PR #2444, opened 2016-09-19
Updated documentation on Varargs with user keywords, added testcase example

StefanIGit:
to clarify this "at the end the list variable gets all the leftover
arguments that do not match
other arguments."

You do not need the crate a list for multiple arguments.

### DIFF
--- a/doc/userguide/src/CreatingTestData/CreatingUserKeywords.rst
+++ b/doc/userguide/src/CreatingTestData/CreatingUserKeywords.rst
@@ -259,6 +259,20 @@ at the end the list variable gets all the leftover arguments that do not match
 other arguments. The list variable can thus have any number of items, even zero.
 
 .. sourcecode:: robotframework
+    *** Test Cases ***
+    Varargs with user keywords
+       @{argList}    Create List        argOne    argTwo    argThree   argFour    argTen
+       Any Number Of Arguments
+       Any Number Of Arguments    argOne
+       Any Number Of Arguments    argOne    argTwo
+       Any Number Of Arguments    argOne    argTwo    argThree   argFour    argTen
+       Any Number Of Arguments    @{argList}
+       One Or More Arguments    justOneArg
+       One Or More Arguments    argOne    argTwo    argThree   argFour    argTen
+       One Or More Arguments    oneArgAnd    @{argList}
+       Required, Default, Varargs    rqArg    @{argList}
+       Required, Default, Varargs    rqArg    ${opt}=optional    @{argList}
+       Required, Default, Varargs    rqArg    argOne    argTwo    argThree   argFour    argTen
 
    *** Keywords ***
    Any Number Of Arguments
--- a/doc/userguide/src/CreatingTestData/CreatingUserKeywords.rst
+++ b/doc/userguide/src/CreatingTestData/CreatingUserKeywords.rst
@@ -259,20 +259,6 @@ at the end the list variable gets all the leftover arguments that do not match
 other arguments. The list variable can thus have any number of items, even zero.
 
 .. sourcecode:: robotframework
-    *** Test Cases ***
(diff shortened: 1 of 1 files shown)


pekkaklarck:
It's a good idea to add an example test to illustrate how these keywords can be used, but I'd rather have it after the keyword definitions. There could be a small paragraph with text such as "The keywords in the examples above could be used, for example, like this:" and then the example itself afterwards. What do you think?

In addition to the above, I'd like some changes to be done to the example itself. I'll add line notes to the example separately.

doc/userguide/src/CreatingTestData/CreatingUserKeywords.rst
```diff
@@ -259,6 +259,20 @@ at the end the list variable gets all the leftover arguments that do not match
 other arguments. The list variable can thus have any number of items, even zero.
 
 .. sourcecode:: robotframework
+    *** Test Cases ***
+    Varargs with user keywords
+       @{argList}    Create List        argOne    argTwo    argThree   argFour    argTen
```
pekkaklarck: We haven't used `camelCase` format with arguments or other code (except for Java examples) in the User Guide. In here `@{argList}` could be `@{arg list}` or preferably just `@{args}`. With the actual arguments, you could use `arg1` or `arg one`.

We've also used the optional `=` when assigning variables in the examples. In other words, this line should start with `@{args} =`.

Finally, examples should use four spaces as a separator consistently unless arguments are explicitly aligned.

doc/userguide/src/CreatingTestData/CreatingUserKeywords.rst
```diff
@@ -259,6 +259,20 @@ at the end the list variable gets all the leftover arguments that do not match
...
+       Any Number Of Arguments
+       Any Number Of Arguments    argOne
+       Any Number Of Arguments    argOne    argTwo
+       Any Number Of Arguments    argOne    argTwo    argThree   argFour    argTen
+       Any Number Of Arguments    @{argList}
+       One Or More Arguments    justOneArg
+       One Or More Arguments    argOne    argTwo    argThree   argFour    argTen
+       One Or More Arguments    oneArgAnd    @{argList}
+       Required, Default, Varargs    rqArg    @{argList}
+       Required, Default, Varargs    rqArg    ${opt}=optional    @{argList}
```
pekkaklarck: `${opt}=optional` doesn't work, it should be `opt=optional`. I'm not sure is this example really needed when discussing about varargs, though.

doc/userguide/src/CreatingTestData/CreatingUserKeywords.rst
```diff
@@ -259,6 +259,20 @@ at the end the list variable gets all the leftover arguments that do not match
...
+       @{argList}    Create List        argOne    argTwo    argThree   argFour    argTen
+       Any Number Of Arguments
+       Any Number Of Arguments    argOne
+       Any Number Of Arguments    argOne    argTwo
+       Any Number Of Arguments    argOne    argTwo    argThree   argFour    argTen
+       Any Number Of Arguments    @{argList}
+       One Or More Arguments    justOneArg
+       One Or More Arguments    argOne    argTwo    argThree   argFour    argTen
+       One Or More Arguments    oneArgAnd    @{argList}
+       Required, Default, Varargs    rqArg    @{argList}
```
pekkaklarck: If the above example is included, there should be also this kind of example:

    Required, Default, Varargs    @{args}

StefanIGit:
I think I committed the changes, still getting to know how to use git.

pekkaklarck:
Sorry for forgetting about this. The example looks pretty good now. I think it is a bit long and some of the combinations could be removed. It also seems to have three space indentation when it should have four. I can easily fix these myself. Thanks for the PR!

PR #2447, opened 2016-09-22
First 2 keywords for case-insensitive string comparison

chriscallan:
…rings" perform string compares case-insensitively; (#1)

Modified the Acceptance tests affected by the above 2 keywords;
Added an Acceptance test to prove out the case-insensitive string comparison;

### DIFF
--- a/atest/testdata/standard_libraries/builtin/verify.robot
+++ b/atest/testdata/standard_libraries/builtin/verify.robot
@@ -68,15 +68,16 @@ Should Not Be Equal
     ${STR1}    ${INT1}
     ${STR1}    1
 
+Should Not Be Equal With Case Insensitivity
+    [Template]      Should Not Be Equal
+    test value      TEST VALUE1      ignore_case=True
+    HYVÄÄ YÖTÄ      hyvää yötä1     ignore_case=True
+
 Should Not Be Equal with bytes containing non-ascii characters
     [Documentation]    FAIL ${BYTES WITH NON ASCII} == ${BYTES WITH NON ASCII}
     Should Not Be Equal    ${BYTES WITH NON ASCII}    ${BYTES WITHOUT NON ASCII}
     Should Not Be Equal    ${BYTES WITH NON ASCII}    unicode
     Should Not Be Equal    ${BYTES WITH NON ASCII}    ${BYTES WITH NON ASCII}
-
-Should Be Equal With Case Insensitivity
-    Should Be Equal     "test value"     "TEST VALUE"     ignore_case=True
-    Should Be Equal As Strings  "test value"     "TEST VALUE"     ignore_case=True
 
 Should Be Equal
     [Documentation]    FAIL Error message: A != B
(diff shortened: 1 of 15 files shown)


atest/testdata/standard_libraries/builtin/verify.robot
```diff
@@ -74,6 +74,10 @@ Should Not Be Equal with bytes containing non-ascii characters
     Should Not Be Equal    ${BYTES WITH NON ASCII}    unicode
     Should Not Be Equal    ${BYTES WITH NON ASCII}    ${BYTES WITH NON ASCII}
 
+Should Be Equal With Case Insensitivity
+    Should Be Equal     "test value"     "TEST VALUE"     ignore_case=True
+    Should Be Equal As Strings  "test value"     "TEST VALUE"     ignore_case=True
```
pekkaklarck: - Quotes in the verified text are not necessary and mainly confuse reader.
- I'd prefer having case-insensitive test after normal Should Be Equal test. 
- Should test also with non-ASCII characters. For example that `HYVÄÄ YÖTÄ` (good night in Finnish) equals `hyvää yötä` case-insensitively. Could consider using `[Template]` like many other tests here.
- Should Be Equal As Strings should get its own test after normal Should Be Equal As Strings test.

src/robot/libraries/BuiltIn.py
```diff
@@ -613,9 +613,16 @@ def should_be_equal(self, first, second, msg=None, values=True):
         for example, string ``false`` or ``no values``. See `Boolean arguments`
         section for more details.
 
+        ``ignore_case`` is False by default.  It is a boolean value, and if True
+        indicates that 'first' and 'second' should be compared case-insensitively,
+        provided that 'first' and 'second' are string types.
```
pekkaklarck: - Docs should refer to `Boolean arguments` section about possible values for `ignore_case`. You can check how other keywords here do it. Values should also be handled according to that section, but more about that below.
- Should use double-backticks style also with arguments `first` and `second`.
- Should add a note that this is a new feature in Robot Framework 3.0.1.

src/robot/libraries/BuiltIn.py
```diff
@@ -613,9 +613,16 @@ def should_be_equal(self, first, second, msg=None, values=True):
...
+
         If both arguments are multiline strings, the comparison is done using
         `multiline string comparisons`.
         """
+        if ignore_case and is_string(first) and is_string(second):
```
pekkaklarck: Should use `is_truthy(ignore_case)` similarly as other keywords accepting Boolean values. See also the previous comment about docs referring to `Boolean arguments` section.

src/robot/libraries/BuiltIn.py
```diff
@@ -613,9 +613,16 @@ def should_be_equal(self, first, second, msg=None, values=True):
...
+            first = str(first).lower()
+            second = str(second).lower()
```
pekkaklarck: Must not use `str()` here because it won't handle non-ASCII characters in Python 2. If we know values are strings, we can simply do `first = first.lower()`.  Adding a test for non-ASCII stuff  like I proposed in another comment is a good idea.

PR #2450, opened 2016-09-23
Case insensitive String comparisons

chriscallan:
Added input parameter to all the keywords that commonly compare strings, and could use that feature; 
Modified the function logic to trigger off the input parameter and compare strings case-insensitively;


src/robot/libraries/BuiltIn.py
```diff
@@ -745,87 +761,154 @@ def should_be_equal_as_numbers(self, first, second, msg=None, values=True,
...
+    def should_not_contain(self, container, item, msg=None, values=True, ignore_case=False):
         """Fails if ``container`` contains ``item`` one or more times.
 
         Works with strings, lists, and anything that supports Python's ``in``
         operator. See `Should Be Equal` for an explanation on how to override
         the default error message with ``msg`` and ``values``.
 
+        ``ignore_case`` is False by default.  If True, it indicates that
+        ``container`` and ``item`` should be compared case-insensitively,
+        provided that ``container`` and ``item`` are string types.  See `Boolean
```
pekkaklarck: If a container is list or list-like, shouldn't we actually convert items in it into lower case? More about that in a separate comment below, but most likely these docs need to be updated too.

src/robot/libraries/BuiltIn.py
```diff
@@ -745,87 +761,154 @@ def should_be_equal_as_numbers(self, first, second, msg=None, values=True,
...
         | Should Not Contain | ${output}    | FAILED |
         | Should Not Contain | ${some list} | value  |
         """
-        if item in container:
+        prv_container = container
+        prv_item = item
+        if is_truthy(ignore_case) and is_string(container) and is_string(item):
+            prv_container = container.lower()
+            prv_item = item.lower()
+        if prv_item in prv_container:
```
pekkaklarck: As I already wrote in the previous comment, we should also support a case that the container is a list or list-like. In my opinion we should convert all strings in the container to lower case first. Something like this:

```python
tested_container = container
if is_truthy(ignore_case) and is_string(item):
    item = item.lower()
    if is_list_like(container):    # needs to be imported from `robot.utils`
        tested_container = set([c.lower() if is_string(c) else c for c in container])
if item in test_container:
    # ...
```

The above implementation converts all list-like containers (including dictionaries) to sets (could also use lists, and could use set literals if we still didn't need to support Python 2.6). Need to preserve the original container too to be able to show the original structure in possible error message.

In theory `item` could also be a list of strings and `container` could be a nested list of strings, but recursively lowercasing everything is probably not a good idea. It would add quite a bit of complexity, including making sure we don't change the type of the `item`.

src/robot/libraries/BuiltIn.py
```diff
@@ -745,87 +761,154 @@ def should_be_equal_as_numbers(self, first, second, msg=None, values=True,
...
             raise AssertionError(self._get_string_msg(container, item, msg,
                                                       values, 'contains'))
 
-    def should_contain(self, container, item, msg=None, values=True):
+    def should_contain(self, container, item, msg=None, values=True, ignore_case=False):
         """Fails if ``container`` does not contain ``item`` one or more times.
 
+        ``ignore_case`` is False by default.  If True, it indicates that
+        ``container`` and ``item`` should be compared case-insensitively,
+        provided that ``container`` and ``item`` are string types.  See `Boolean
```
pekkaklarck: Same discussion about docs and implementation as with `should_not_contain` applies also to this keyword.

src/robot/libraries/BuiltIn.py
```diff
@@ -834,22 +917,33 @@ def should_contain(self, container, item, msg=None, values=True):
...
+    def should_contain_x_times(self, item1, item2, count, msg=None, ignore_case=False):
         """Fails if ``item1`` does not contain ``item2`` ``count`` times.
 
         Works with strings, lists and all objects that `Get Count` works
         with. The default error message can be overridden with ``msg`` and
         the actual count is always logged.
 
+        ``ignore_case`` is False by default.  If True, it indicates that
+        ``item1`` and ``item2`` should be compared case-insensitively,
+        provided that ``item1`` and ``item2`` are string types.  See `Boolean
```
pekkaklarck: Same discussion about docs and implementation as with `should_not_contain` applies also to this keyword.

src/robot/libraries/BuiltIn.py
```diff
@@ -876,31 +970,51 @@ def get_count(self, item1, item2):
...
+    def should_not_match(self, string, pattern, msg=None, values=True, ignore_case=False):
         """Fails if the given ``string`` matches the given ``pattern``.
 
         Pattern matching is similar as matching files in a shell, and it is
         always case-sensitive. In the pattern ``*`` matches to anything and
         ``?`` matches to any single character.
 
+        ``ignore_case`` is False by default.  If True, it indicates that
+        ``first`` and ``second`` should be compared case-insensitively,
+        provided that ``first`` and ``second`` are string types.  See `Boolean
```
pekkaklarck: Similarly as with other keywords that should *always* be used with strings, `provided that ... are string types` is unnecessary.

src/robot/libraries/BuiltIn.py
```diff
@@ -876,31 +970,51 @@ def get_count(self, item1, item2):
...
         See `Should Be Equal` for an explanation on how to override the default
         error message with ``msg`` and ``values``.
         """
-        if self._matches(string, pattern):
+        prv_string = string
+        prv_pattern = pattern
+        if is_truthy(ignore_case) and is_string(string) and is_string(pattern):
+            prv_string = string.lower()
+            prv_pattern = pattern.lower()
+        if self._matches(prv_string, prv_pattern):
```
# # # # #
→ Exercise aim
Look back at the entries above and repeat, unchanged, every line from the line holding "It's a good" through the line holding "about varargs, though.".

→ Final answer
It's a good idea to add an example test to illustrate how these keywords can be used, but I'd rather have it after the keyword definitions. There could be a small paragraph with text such as "The keywords in the examples above could be used, for example, like this:" and then the example itself afterwards. What do you think?

In addition to the above, I'd like some changes to be done to the example itself. I'll add line notes to the example separately.

doc/userguide/src/CreatingTestData/CreatingUserKeywords.rst
```diff
@@ -259,6 +259,20 @@ at the end the list variable gets all the leftover arguments that do not match
 other arguments. The list variable can thus have any number of items, even zero.
 
 .. sourcecode:: robotframework
+    *** Test Cases ***
+    Varargs with user keywords
+       @{argList}    Create List        argOne    argTwo    argThree   argFour    argTen
```
pekkaklarck: We haven't used `camelCase` format with arguments or other code (except for Java examples) in the User Guide. In here `@{argList}` could be `@{arg list}` or preferably just `@{args}`. With the actual arguments, you could use `arg1` or `arg one`.

We've also used the optional `=` when assigning variables in the examples. In other words, this line should start with `@{args} =`.

Finally, examples should use four spaces as a separator consistently unless arguments are explicitly aligned.

doc/userguide/src/CreatingTestData/CreatingUserKeywords.rst
```diff
@@ -259,6 +259,20 @@ at the end the list variable gets all the leftover arguments that do not match
...
+       Any Number Of Arguments
+       Any Number Of Arguments    argOne
+       Any Number Of Arguments    argOne    argTwo
+       Any Number Of Arguments    argOne    argTwo    argThree   argFour    argTen
+       Any Number Of Arguments    @{argList}
+       One Or More Arguments    justOneArg
+       One Or More Arguments    argOne    argTwo    argThree   argFour    argTen
+       One Or More Arguments    oneArgAnd    @{argList}
+       Required, Default, Varargs    rqArg    @{argList}
+       Required, Default, Varargs    rqArg    ${opt}=optional    @{argList}
```
pekkaklarck: `${opt}=optional` doesn't work, it should be `opt=optional`. I'm not sure is this example really needed when discussing about varargs, though.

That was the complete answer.